§ **What you will do**:
Among the entries that follow, count the lines with the word "name" and report the number by itself.

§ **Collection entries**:
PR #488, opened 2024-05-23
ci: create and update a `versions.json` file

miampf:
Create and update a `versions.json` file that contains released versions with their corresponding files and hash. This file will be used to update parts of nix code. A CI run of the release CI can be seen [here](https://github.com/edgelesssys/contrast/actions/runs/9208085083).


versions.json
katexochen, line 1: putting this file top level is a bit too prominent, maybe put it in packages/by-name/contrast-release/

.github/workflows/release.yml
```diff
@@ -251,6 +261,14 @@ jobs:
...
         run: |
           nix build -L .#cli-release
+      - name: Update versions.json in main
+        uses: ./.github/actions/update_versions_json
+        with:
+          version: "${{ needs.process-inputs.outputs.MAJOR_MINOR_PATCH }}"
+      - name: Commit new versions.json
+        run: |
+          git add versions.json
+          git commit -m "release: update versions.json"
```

---

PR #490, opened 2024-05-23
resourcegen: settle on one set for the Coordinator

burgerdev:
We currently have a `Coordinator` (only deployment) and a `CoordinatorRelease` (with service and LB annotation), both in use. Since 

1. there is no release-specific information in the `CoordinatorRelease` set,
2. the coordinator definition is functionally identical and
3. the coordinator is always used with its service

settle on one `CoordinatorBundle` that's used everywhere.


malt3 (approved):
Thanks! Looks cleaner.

--

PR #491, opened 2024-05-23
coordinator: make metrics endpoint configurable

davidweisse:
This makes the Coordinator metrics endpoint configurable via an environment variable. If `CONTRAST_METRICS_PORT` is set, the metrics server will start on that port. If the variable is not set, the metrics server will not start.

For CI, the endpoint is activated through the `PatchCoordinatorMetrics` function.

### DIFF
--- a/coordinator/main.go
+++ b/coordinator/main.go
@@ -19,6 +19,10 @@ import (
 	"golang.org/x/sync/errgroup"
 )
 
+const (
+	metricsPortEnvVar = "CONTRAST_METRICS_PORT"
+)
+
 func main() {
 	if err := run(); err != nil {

§ **Expected answer**:
3